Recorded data
....

PR #3501, opened 2022-04-24
Fix torch installation

keisuke-umezawa:
## Motivation

To fix torch installation for mac.

## Description of the changes

Fix setup.py


nzw0301:
In my understanding, we can use the latest torch to resolve https://github.com/optuna/optuna/issues/2981, so I'm not sure that this temporal fix is necessary.

himkt:
@keisuke-umezawa will investigate the installation error on his environment.
I agree with @nzw0301 that we can use the latest version of PyTorch.

Note that I think it's nice to CPU version of PyTorch on document build as well.

himkt:
Sorry for the vague comment.

I think we now install Torch (+CUDA support).

- https://github.com/optuna/optuna/pull/3501/files#diff-60f61ab7a8d1910d86d9fda2261620314edcae5894d5aaa236b821c7256badd7L88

....

**EXERCISE**
Considering the records above, state how many lines contain the word "version", with nothing else in your reply.

**EXERCISE SOLUTION**
2